The document won’t be legally binding, and situations may change which might mean that you won’t get what you want. But at least those acting on your behalf will know what you want, and if you’ve chosen well, they’ll be happy to have that information to guide them.
3) What do you want to happen when you’re gone?
Do you want a memorial service? Where, and who do you want to conduct it? Cremation or burial? Religious or not?
Talk about these things with your family, and again, write them down and place them in the file with your wills.
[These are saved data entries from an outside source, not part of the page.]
PR #1396, opened 2020-11-25
Use go mod download to implement go_module() rule

Tatskaari:
This is heavily inspired by the excellent work @sagikazarmark did over at: https://github.com/sagikazarmark/please-go-modules

This is slightly less ambitious as it still uses `go install` to build the third_party deps. 

This solves a few major issues with go_get:

1) it handles all vanity imports automatically as it's using `go mod download` and copying the srcs from the module cache.
2) it handles the module major versions correctly as they form part of the module. We no longer attempt to heuristically determine the module from the get parameter. 
3) Cyclic dependencies can be resolved by pulling the download out of the `go_module()` rule into a `go_mod_download()` rule. `go_module()` can then take this in instead of a module and version and install specific packages from it. 

It's interoperable with `go_get()` so people can gradually migrate over to it.


sagikazarmark:
I tried this approach and the problem is it will download all dependencies again in GOPATH. The larger issue is different modules might depend on different versions of the same dependency which will be a problem when the final binary is linked.

Tatskaari:
> I tried this approach and the problem is it will download all dependencies again in GOPATH. The larger issue is different modules might depend on different versions of the same dependency which will be a problem when the final binary is linked.

Having different versions of the same dependency in the same build graph is strongly discouraged here at TM. Do you find that this has been a problem you've actually encountered? We've got over 1m LOC in golang with no* duplicated third_party dependencies. 

* some devs have done some bad things but there's no good reason we can't resolve this with some effort

sagikazarmark:
> Having different versions of the same dependency in the same build graph is strongly discouraged here at TM.

The problem is the build graph is not actually the same. When you hit `go install` in a dependency, it might choose a different version that another dependency (or the root module) specifies. The Go tool will resolve dependencies in the context of the actual module.

sagikazarmark:
I took a closer look: It looks like you turn off module mode for `go install` and fall back to gopath mode. I guess that could work, but it's the same hack as the current go get implementation. Gopath is essentially deprecated, so I wouldn't build on it in the long term.

Tatskaari:
> I took a closer look: It looks like you turn off module mode for `go install` and fall back to gopath mode. I guess that could work, but it's the same hack as the current go get implementation. Gopath is essentially deprecated, so I wouldn't build on it in the long term.

One idea I have is to move away from go install to writing our own go builder that uses `go list --json` to figure out how to compile a go module. This would probably be the correct solution to this problem as Please shouldn't really use modules or gopaths to find packages. It should rely entirely on the import config.

sagikazarmark:
That's exactly what I did in the repo you linked above. The main problem with that approach though is it's almost impossible calculate dependencies runtime which is why I generate rules.

Tatskaari:
> That's exactly what I did in the repo you linked above. The main problem with that approach though is it's almost impossible calculate dependencies runtime which is why I generate rules.

I'm suggesting that we write a tool that is very similar to `go install` but understands the dependencies between packages (via go list) and is then able to install them. Effectively the biggest difference is that it will take in import configs like `go tool compile` to find packages rather than go paths or go module paths.

rules/go_rules.build_defs
```diff
@@ -809,6 +809,143 @@ def cgo_test(name:str, srcs:list, data:list=None, deps:list=None, visibility:lis
...
+        licences = licences,
+    )
+
+def go_mod_download(name:str, module:str, version:str, test_only:bool=False, visibility:list=None,
+                    licences:list=None, hashes:list=None, labels:list=[],_tag:str=''):
+    cmds = [
+        "export GO111MODULE=on && export TMPDIR=$TMPDIR/tmp && mkdir -p $TMPDIR",
+        "$TOOL mod init dummy", # Create a dummy module
+        # TODO(jpoole): I don't think this is portable beyond modern GNU versions of grep. Might need to switch to sed/awk for this
+        f"export MOD_DIR=$($TOOL mod download -x -modcacherw -json {module}@{version} | grep -Po '\"Dir\": \"\K([^\"]+)')",
```
chrisnovakovic, line 864: Could use `awk -F\" '/"Dir": / { print $4 }'` or `grep -F '"Dir": ' | cut -d\" -f4` here instead of the PCRE regex in `grep` - both are POSIX-compliant.

Tatskaari: Ah brilliant thanks for looking into that for me :)

rules/go_rules.build_defs
```diff
@@ -809,6 +809,156 @@ def cgo_test(name:str, srcs:list, data:list=None, deps:list=None, visibility:lis
...
+        labels = labels + ['link:plz-out/go'],
+        hashes = hashes,
+        sandbox = False,
+        licences = licences,
+        visibility = visibility,
+    )
+
+def go_module(name:str='', module:str='', version:str='', download:str='', deps:list=[], exported_deps:list=None,
+              visibility:list=None, test_only:bool=False, binary:bool=False, install:list=[], hashes:list=None, licences:list=None):
+    if (module or version) and download:
```
peterebden, line 885: maybe `assert` instead?

I sort of feel like one day we should get rid of `raise` and the exception types. Maybe I should add an issue.

test/go_modules/test_repo/pleasew
```diff
@@ -0,0 +1,71 @@
+#!/usr/bin/env bash
```
peterebden, line 1: do you need this file? I assume we wouldn't actually use it for the test?

Tatskaari: Nope! Sorry, i used `plz init` to create this repo!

As someone who has been very involved in church over the years, I’ve seen the kind of comfort preparing your memorial ahead of time can bring to loved ones. One particular man I know had a “red file.” When the time came, all the office administrator had to do was plug in the readings and hymns and scriptures he’d chosen, and put his picture on the bulletin. Another lady I know pre-recorded a message to be played for mourners at her funeral, which comforted them.
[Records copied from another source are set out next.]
PR #1405, opened 2020-11-28
feat: better colour display with light colours schemes like Solarized Light

sfirmery:
With light colours schemes like "Solarized Light", things displayed in white are not easily readable.

Add a `Display.ColoursScheme` config parameter.
When set to `light`, white and grey colours are inverted in interactive display.

### DIFF
--- a/docs/config.html
+++ b/docs/config.html
@@ -124,6 +124,10 @@
       <li><b>SystemStats</b> (bool)<br/>
 	Whether or not to show basic system resource usage in the interactive display.
         Defaults to <code>False</code>.</li>
+
+      <li><b>ColourScheme</b> (string)<br/>
+	Shell colour scheme mode, dark or light. Adapts interactive display colours to the colour scheme mode.
+        Defaults to <code>dark</code>.</li>
     </ul>
 
     <h3 id="build">[Build]</h3>
--- a/src/core/config.go
+++ b/src/core/config.go
@@ -269,6 +269,7 @@ func DefaultConfiguration() *Configuration {
 	config.Test.Timeout = cli.Duration(10 * time.Minute)
 	config.Display.SystemStats = true
 	config.Display.MaxWorkers = 40
+	config.Display.ColourScheme = "dark"
 	config.Remote.NumExecutors = 20 // kind of arbitrary
 	config.Remote.HomeDir = "~"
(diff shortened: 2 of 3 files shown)


src/core/config.go
```diff
@@ -359,9 +360,10 @@ type Configuration struct {
...
 	} `help:"The [parse] section in the config contains settings specific to parsing files."`
 	Display struct {
-		UpdateTitle bool `help:"Updates the title bar of the shell window Please is running in as the build progresses. This isn't on by default because not everyone's shell is configured to reset it again after and we don't want to alter it forever."`
-		SystemStats bool `help:"Whether or not to show basic system resource usage in the interactive display. Has no effect without that configured."`
-		MaxWorkers  int  `help:"Maximum number of worker rows to display at any one time."`
+		UpdateTitle   bool   `help:"Updates the title bar of the shell window Please is running in as the build progresses. This isn't on by default because not everyone's shell is configured to reset it again after and we don't want to alter it forever."`
+		SystemStats   bool   `help:"Whether or not to show basic system resource usage in the interactive display. Has no effect without that configured."`
+		MaxWorkers    int    `help:"Maximum number of worker rows to display at any one time."`
+		ColoursScheme string `help:"Shell colours scheme mode, dark or light. Defaults to dark"`
```
Tatskaari, line 366: nit: `ColourScheme`

docs/config.html
```diff
@@ -124,6 +124,10 @@ <h3>[Display]</h3>
       <li><b>SystemStats</b> (bool)<br/>
 	Whether or not to show basic system resource usage in the interactive display.
         Defaults to <code>False</code>.</li>
+
+      <li><b>ColoursScheme</b> (bool)<br/>
```
Tatskaari, line 128: nit: (bool) should be (string)

Tatskaari (commented):
I find it a little weird that the light theme seems darker and works on a light background. The dark theme seems lighter and works on a dark background. I wonder if we can find a better name for these? If not, it does actually make some sense if you think about it.

sfirmery:
Thanks for the review.

A better naming could be `BackgroundTone`, what do you think?

Tatskaari:
Thanks @sfirmery, I think the naming is probably clear enough as is. People should figure it out.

4) Do everything in your power to get out of debt and stay there by the time you hit retirement.
My parents could have paid off their mortgage instead of spending like there was no tomorrow. But tomorrow came, and instead of having a mortgage-free property, my mother had to re-mortgage just to pay the bills. If my father goes into a nursing home, she’ll have to sell-there is no other option any more. And half of what’s left after paying off the mortgage will go to support my father. If my cousin can’t come up with the money to buy it, my brother and sister-in-law will be homeless. I’ve reassured my family that my mother will never be homeless while I have a roof over my head, but I can’t take the others in, and neither can my other brother.
5) Consider having at least a part-time job as long as possible.
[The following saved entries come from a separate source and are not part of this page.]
PR #1414, opened 2020-12-02
Pre-loaded subincludes

Tatskaari:
For some reason, parsing locks up when subinclludng pleasings from the root package...


src/parse/init.go
```diff
@@ -58,7 +58,25 @@ func newAspParser(state *core.BuildState) *asp.Parser {
 }
 
 func (p *aspParser) ParseFile(state *core.BuildState, pkg *core.Package, filename string) error {
-	return p.asp.ParseFile(pkg, filename)
+	if pkg.Name == "" {
+		return p.asp.ParseFile(pkg, filename, "")
+	}
+
+	subincludes := make([]string, 0, len(state.Config.Parse.PreloadSubincludes))
```
peterebden, line 65: can you pull all this logic out into the "constructor"? feels like we shouldn't need to do it every time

A part-time job will not only help stretch your nest egg, but will give you opportunities for socialization that earn you money instead of costing you money. You’ll have a reason to get out of bed and get dressed at least some days. A good job will also give meaning and purpose to your days, so you won’t end up being a plague on your kids or spouse. And it might help you live longer–depression is a major problem of retirees, and activity is one of the main ways to stave off that illness.
6) Choose your leisure activities carefully.
“I’m going to travel and play a lot of golf.”
Two words for that plan: Expensive. Boring.
Though travel isn’t necessarily boring, many retirees seem to travel to the same destinations as every other retiree–I sometimes think that during the winter months Florida has more Canadians over 65 than Canada does! Now I know that folks have friends down there, that the weather’s better than it is up here, that prices aren’t as bad down there.
But to me, it’s the “same old, same old” kind of thing. Use your imagination! There is so much more to life than travel and golf, and a lot of it is right in your hometown and doesn’t cost a dime. You don’t have to stay at home watching television if you don’t like golf and don’t have the money to travel.
7) Spend time, LOTS of time, with your children, grandchildren, brothers, sisters, mothers, fathers, aunts, uncles, and friends.
Even if they’re grown up. ESPECIALLY if they’re grown up. A friend of mine was estranged from her family for years, and has only reconnected with them over the past five years or so. But over the past two years, she’s amassed a lifetime of memories, and spend more time with them than she had in the previous twenty. The reason? Her sister was diagnosed with terminal cancer just over two years ago. The love, the laughter, the experiences shared over the past two years will be with my friend for the rest of her life, as they will be with her sister’s children and husband. That’s worth more than any money could ever buy.